Saved data entries:
PR #2260, opened 2021-11-29
Add the most nicolae demonic rune vault possible

nicolae-carpathia:
I have reached my apotheosis: I have put a rune in a shop.

Since the demonic rune repeats if you don't pick it up, I figured it
would be the best option for a rune shop. (The abyssal rune also
reappears if you don't pick it up, but the theme is easier to fit into
Pandemonium.) If you already have the rune, the shop instead places
randarts of various kinds.

Out of 25 generated shops, the stats on the price of a demonic rune:
Minimum: 3804
Maximum: 8647
Average: 6640.76
St Dev:  1412.1

The vault also places fat stacks of cash, three other shops, and
demon-summoning monsters from other branches as visitors. Enjoy!

### DIFF
--- a/crawl-ref/source/dat/des/branches/pan.des
+++ b/crawl-ref/source/dat/des/branches/pan.des
@@ -2521,6 +2521,106 @@ cc..B..B..cc
    cccccc
 ENDMAP
 
+################################################################################
+# A Pandemonium lord with a mercantile bent has set up a bazaar in Pandemonium.
+# There are three mostly-usual stores, but the center store is where the Pan
+# lord keeps their most special merchandise: the demonic rune of Zot. 
+# If you already have the demonic rune, it's got a zigfig for you.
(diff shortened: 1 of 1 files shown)


Gopall:
This certainly is an interesting idea for a shop and a rune vault.

nicolae-carpathia:
> This certainly is an interesting idea for a shop and a rune vault.

thank you! with your support, and the support of other viewers like you, we can finally convince the other devs to let me merge this vault

semitonal:
FWIW, since this has been waiting for a little while and I know nicolae is very keen on it, my main objection was just to the initial implementation (with a lower threat level and the zigfig as a fallback), rather than to the concept itself. If it's been changed to make it more comparable in threat level to the other guaranteed rune vaults, I think Pan is a perfectly fine place for something like this.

- TASK PROMPT
All lines above between those holding "(diff shortened: 1 of 1 files shown)" and "thank you! with", inclusive, must be set down unchanged, and no other line may be included.

- ANSWER SPACE
(diff shortened: 1 of 1 files shown)


Gopall:
This certainly is an interesting idea for a shop and a rune vault.

nicolae-carpathia:
> This certainly is an interesting idea for a shop and a rune vault.

thank you! with your support, and the support of other viewers like you, we can finally convince the other devs to let me merge this vault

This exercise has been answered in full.